Field swabs collected from the oral and cloacal cavities positive for virus are listed with a + symbol, otherwise an N/A is listed. ICPI experimental infection swabs collected in the lab from the oral and cloacal cavities positive for virus are listed below with their corresponding ICPI values, otherwise an N/A is listed.
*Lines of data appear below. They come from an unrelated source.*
Issue #2803, opened 2019-03-12
Deprecate MetricsFactory and friends


garyrussell:

artembilan:
@garyrussell ,

Does it mean not only to deprecate `MetricsFactory` and everything around, but also remove their usage from our components?
For example in this code from the `AbstractMessageChannel`:
```
if (countsAreEnabled) {
				metricsContext = metrics.beforeSend();
				if (this.metricsCaptor != null) {
					sample = this.metricsCaptor.start();
				}
				sent = doSend(message, timeout);
				if (sample != null) {
					sample.stop(sendTimer(sent));
				}
				metrics.afterSend(metricsContext, sent);
				metricsProcessed = true;
}
```
only `metricsCaptor` should be left?

Thanks

garyrussell:
I meant deprecate the user APIs (ChannelMetrics etc) but still retain the stats; then pull everything out in a later release.

artembilan:
Yeah... I still have no idea how to proceed. 😢 

Let's circulate in on Monday!

PR #2889, opened 2019-04-08
GH-2803: Deprecate legacy metrics

garyrussell:
Resolves https://github.com/spring-projects/spring-integration/issues/2803

### DIFF
--- a/spring-integration-core/src/main/java/org/springframework/integration/config/IntegrationManagementConfigurer.java
+++ b/spring-integration-core/src/main/java/org/springframework/integration/config/IntegrationManagementConfigurer.java
@@ -34,10 +34,8 @@ import org.springframework.integration.core.MessageSource;
 import org.springframework.integration.support.management.AbstractMessageChannelMetrics;
 import org.springframework.integration.support.management.AbstractMessageHandlerMetrics;
 import org.springframework.integration.support.management.ConfigurableMetricsAware;
-import org.springframework.integration.support.management.DefaultMetricsFactory;
 import org.springframework.integration.support.management.IntegrationManagement;
 import org.springframework.integration.support.management.IntegrationManagement.ManagementOverrides;
-import org.springframework.integration.support.management.MessageSourceMetricsConfigurer;
 import org.springframework.integration.support.management.PollableChannelManagement;
 import org.springframework.integration.support.management.metrics.MetricsCaptor;
 import org.springframework.integration.support.management.micrometer.MicrometerMetricsCaptor;
@@ -78,7 +76,9 @@ public class IntegrationManagementConfigurer
 	private final Map<String, org.springframework.integration.support.management.MessageSourceMetrics>
 		sourcesByName = new HashMap<>();
 
-	private final Map<String, MessageSourceMetricsConfigurer> sourceConfigurers = new HashMap<>();
+	private final Map<String,
+		org.springframework.integration.support.management.MessageSourceMetricsConfigurer>
+			sourceConfigurers = new HashMap<>();
 
 	private ApplicationContext applicationContext;
 
@@ -115,10 +115,14 @@ public class IntegrationManagementConfigurer
 	/**
 	 * Set a metrics factory.
 	 * Has a precedence over {@link #metricsFactoryBeanName}.
-	 * Defaults to {@link DefaultMetricsFactory}.
+	 * Defaults to {@link org.springframework.integration.support.management.DefaultMetricsFactory}.
+	 * @deprecated in favor of dimensional metrics via
+	 * {@link org.springframework.integration.support.management.metrics.MeterFacade}.
+	 * Built-in metrics will be removed in a future release.
 	 * @param metricsFactory the factory.
 	 * @since 4.2
 	 */
+	@Deprecated
 	public void setMetricsFactory(org.springframework.integration.support.management.MetricsFactory metricsFactory) {
 		this.metricsFactory = metricsFactory;
 	}
@@ -127,8 +131,12 @@ public class IntegrationManagementConfigurer
 	 * Set a metrics factory bean name.
 	 * Is used if {@link #metricsFactory} isn't specified.
 	 * @param metricsFactory the factory.
+	 * @deprecated in favor of dimensional metrics via
+	 * {@link org.springframework.integration.support.management.metrics.MeterFacade}.
+	 * Built-in metrics will be removed in a future release.
 	 * @since 4.2
 	 */
+	@Deprecated
 	public void setMetricsFactoryBeanName(String metricsFactory) {
 		this.metricsFactoryBeanName = metricsFactory;
 	}
@@ -164,8 +172,12 @@ public class IntegrationManagementConfigurer
 	 * 'foo' in {@link #setEnabledCountsPatterns(String[]) enabledCountsPatterns}. For
 	 * components that match multiple patterns, the first pattern wins. Enabling stats at
 	 * runtime also enables counts.
+	 * @deprecated in favor of dimensional metrics via
+	 * {@link org.springframework.integration.support.management.metrics.MeterFacade}.
+	 * Built-in metrics will be removed in a future release.
 	 * @param enabledStatsPatterns the patterns.
 	 */
+	@Deprecated
 	public void setEnabledStatsPatterns(String[] enabledStatsPatterns) {
 		Assert.notEmpty(enabledStatsPatterns, "enabledStatsPatterns must not be empty");
 		this.enabledStatsPatterns = Arrays.copyOf(enabledStatsPatterns, enabledStatsPatterns.length);
@@ -188,11 +200,23 @@ public class IntegrationManagementConfigurer
 	 * Set whether managed components maintain message statistics by default.
 	 * Defaults to false, unless an Integration MBean Exporter is configured.
 	 * @param defaultStatsEnabled true to enable.
+	 * @deprecated in favor of dimensional metrics via
+	 * {@link org.springframework.integration.support.management.metrics.MeterFacade}.
+	 * Built-in metrics will be removed in a future release.
 	 */
+	@Deprecated
 	public void setDefaultStatsEnabled(Boolean defaultStatsEnabled) {
 		this.defaultStatsEnabled = defaultStatsEnabled;
 	}
 
+	/**
+	 * Return true if stats are enabled by default.
+	 * @return the stats enabled.
+	 * @deprecated in favor of dimensional metrics via
+	 * {@link org.springframework.integration.support.management.metrics.MeterFacade}.
+	 * Built-in metrics will be removed in a future release.
+	 */
+	@Deprecated
 	public Boolean getDefaultStatsEnabled() {
 		return this.defaultStatsEnabled;
 	}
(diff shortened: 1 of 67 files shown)


spring-integration-core/src/main/java/org/springframework/integration/support/management/MessageChannelMetrics.java
```diff
@@ -20,14 +20,18 @@
...
 
 /**
- * Interface for all message channel monitors containing accessors for various useful metrics that are generic for all
- * channel types.
+ * Interface for all message channel monitors containing accessors for various useful
+ * metrics that are generic for all channel types.
  *
  * @author Dave Syer
  * @author Gary Russell
+ * @deprecated in favor of dimensional metrics via
```
artembilan: You know I have a thought do not deprecate `*Metrics` classes, but make them to delegate to the meters from the Micrometer. I think it is still good to have actual metrics exposed from the components per se.
See `HistogramSupport.takeSnapshot()`. Looks like those `count`, `total`, `max` are usable for us.

I haven't figure out how to properly deprecate the `MetricsFactory` not removing too much test classes.
And also I didn't understand if that make sense to deprecate `ExponentialMovingAverage*` family...

I'll take a look tomorrow closer what you have so far.

Thanks for the effort!

artembilan (changes requested):

spring-integration-core/src/main/java/org/springframework/integration/support/management/MessageChannelMetrics.java
garyrussell: Yeah, that's why I added the new super interfaces, so we can still expose counts via the meters. If there are other interesting metrics we can add, we can put them there; either in a future 5.2 milestone, or when we pull the legacy metrics.

spring-integration-core/src/main/java/org/springframework/integration/config/IntegrationManagementConfigurer.java
```diff
@@ -90,7 +90,7 @@
 
 	private Boolean defaultStatsEnabled = false;
 
-	private MetricsFactory metricsFactory;
+	private org.springframework.integration.support.management.MetricsFactory metricsFactory;
```
artembilan: The `setMetricsFactory`, `setMetricsFactoryBeanName` and I guess `setEnabledStatsPatterns` and `setDefaultStatsEnabled` must be deprecated in this class as well.

The same about `stats` and factory I guess is applied for the `@EnableIntegrationManagement`

spring-integration-core/src/main/java/org/springframework/integration/config/IntegrationManagementConfigurer.java
```diff
@@ -72,11 +69,14 @@
...
 
-	private final Map<String, MessageHandlerMetrics> handlersByName = new HashMap<>();
+	private final Map<String, org.springframework.integration.support.management.MessageHandlerMetrics>
+		handlersByName = new HashMap<>();
 
-	private final Map<String, MessageSourceMetrics> sourcesByName = new HashMap<>();
+	private final Map<String, org.springframework.integration.support.management.MessageSourceMetrics>
+		sourcesByName = new HashMap<>();
 
 	private final Map<String, MessageSourceMetricsConfigurer> sourceConfigurers = new HashMap<>();
```
artembilan: Why `MessageSourceMetricsConfigurer` is not deprecated?

spring-integration-core/src/main/java/org/springframework/integration/dsl/RouterSpec.java
```diff
@@ -42,8 +42,7 @@
  * @since 5.0
  */
 public final class RouterSpec<K, R extends AbstractMappingMessageRouter>
-		extends AbstractRouterSpec<RouterSpec<K, R>, R>
-		implements ComponentsRegistration {
+		extends AbstractRouterSpec<RouterSpec<K, R>, R> {
```
artembilan: How do you catch this kind of issues?

Thanks

spring-integration-core/src/main/java/org/springframework/integration/config/IntegrationManagementConfigurer.java
```diff
@@ -37,11 +37,7 @@
 import org.springframework.integration.support.management.DefaultMetricsFactory;
```
artembilan: Why `DefaultMetricsFactory` is not deprecated?
Well, actually all the `MetricsFactory` implementations.

artembilan (changes requested):
Just a couple questions.

I guess whatever we have missed, can be caught up in the next iteration for the feature...

spring-integration-core/src/main/java/org/springframework/integration/dsl/RouterSpec.java
garyrussell: I enabled an eclipse compiler error/warning option:

```
Description	Resource	Path	Location	Type
Redundant superinterface ComponentsRegistration for the type RouterSpec<K,R>, already defined by EndpointSpec<RouterSpec<K,R>,ConsumerEndpointFactoryBean,R>	RouterSpec.java	/spring-integration-core/src/main/java/org/springframework/integration/dsl	line 46	Java Problem
```

spring-integration-core/src/main/java/org/springframework/integration/support/management/BaseHandlerMetrics.java
```diff
@@ -0,0 +1,41 @@
...
+ * limitations under the License.
+ */
+
+package org.springframework.integration.support.management;
+
+import org.springframework.jmx.export.annotation.ManagedMetric;
+import org.springframework.jmx.support.MetricType;
+
+/**
+ * @author Gary Russell
```
artembilan: DITTO about JavaDocs

spring-integration-core/src/main/java/org/springframework/integration/support/management/BaseSourceMetrics.java
```diff
@@ -0,0 +1,32 @@
...
+ * distributed under the License is distributed on an "AS IS" BASIS,
+ * WITHOUT WARRANTIES OR CONDITIONS OF ANY KIND, either express or implied.
+ * See the License for the specific language governing permissions and
+ * limitations under the License.
+ */
+
+package org.springframework.integration.support.management;
+
+/**
+ * @author Gary Russell
```
artembilan: Same here

spring-integration-jmx/src/test/java/org/springframework/integration/jmx/config/MBeanExporterParserTests.java
```diff
@@ -125,13 +127,13 @@ private void checkCustomized(MessageChannelMetrics metrics) {
...
 
-	private void checkCustomized(MessageHandlerMetrics metrics) {
+	private void checkCustomized(org.springframework.integration.support.management.MessageHandlerMetrics metrics) {
 		assertThat(TestUtils.getPropertyValue(metrics, "handlerMetrics.duration.window")).isEqualTo(20);
 		assertThat(TestUtils.getPropertyValue(metrics, "handlerMetrics.duration.factor", Double.class))
 				.isCloseTo(1000000., Offset.offset(.01));
 	}
 
-	public static class CustomMetrics implements MetricsFactory {
+	public static class CustomMetrics implements org.springframework.integration.support.management.MetricsFactory {
```
artembilan: Can we consider do not do this in the tests any more?
Maybe it ever is going to be a fact to remove this test altogether since it covers a deprecated functionality...

spring-integration-jmx/src/test/java/org/springframework/integration/jmx/configuration/EnableMBeanExportTests.java
```diff
@@ -142,9 +141,10 @@ public QueueChannel output() {
 			return new QueueChannel();
 		}
 
+		@SuppressWarnings("deprecation")
 		@Bean
-		public MetricsFactory myMetricsFactory() {
-			return new DefaultMetricsFactory();
+		public org.springframework.integration.support.management.MetricsFactory myMetricsFactory() {
```
artembilan: Can we consider to make this test without `myMetricsFactory`?
It is deprecated anyway, so maybe no reason to assert against at all...

spring-integration-jmx/src/test/java/org/springframework/integration/monitor/ChannelIntegrationTests.java
```diff
@@ -85,7 +85,8 @@ public void testMessageChannelStatistics() throws Exception {
 
 		assertThat(messageChannelsMonitor.getChannelMetrics(intermediateChannelName)).isSameAs(intermediate);
 
-		MessageHandlerMetrics handlerMetrics = messageChannelsMonitor.getHandlerMetrics("bridge");
+		org.springframework.integration.support.management.MessageHandlerMetrics handlerMetrics = messageChannelsMonitor
+				.getHandlerMetrics("bridge");
```
artembilan: Can't we get here a new abstraction instead?

spring-integration-jmx/src/test/java/org/springframework/integration/monitor/MonitorTests.java
```diff
@@ -87,7 +87,9 @@ public void testStats() throws InterruptedException {
 			Object result = invocation.callRealMethod();
 			afterSendLatch.countDown();
 			return result;
-		}).when(channelMetrics).afterSend(Mockito.any(MetricsContext.class), Mockito.eq(Boolean.TRUE));
+		}).when(channelMetrics)
+			.afterSend(Mockito.any(org.springframework.integration.support.management.MetricsContext.class),
+					Mockito.eq(Boolean.TRUE));
```
artembilan: I wonder if we don't need this test any more since `MetricsContext` is deprecated...

artembilan (changes requested):
Gary, your thoughts about deprecating `Statistics` and `ExponentialMovingAverage` family and remove their test, of course 😄

garyrussell:
>Gary, your thoughts about deprecating Statistics and ExponentialMovingAverage family and remove their test, of course 😄

They will naturally go away when we remove the metrics, do you really feel we need to deprecate them as well?

spring-integration-core/src/main/java/org/springframework/integration/support/management/BaseChannelMetrics.java
```diff
@@ -0,0 +1,41 @@
...
+ * limitations under the License.
+ */
+
+package org.springframework.integration.support.management;
+
+import org.springframework.jmx.export.annotation.ManagedMetric;
+import org.springframework.jmx.support.MetricType;
+
+/**
+ * @author Gary Russell
```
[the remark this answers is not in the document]
garyrussell: Hmmm - I wonder why checkstyle didn't catch this.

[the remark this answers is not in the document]
artembilan: We just don't that rule enabled:
```
<!-- 		<module name="JavadocStyle"> -->
		<!-- 			<property name="checkEmptyJavadoc" value="true"/> -->
		<!-- 		</module> -->
```

There are really a lot of our classes without JavaDocs.
Although it may treat even this `@author` presence as not empty...

artembilan:
>  do you really feel we need to deprecate them as well?

How can we then remove them if we haven't deprecated them before?

I understand that they are going to be out of use, but presence of classes without usage doesn't look for me reasonable...

I'm OK to revise it later though...

spring-integration-core/src/main/java/org/springframework/integration/support/management/BaseChannelMetrics.java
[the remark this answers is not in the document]
garyrussell: Ah, right; (no, I have seen checkstyle report a missing JD, even with `@author, @since` in projects with this rule enabled).

garyrussell:
Good review; thanks for nit-picking!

https://doi.org/10.1371/journal.pone.0162484.t002

Sequencing Results and Phylogenetic Analyses

Sequencing data from the F-gene analysis showed that the 24 isolates from wild birds in Brazil, Bulgaria, Ukraine and the USA contained fusion protein cleavage sites specific for NDV of low virulence with two basic amino acids between residue positions 113 and 116 and a leucine at position 117 (113RQGR↓L117) [59]. As a result of the preliminary phylogenetic analysis including all available sequences from GenBank and the 24 sequences obtained in this study (data not shown), 54 viral sequences that were evolutionarily closely related to reference vaccine strains from genotypes I and II were selected for further analysis. The corresponding data about these selected viruses are presented in Table 1. Utilizing established criteria, the 24 NDV sequences were classified as members of genotype II of class II [81]. Nine of them clustered together with the vaccine strain chicken/USA/LaSota/1946, while the other 15 isolates grouped with two additional ND vaccine strains of genotype II—chicken/USA/HitchnerB1/1947 and turkey/USA/VG/GA/1989 (Fig 1).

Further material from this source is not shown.